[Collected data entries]
---*---

PR #315, opened 2018-06-14
Adding perldoc and markdown as dependencies at install time: Redmine 14724

MounaSafiHarab:


MounaSafiHarab:
@cmadjar @nicolasbrossard 
I created this PR, but it is debatable if we need this.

---*---

Return, word for word, the lines from the one containing "Adding perldoc and" through the end of the data above, both ends included, and nothing else.

Adding perldoc and markdown as dependencies at install time: Redmine 14724

MounaSafiHarab:


MounaSafiHarab:
@cmadjar @nicolasbrossard 
I created this PR, but it is debatable if we need this.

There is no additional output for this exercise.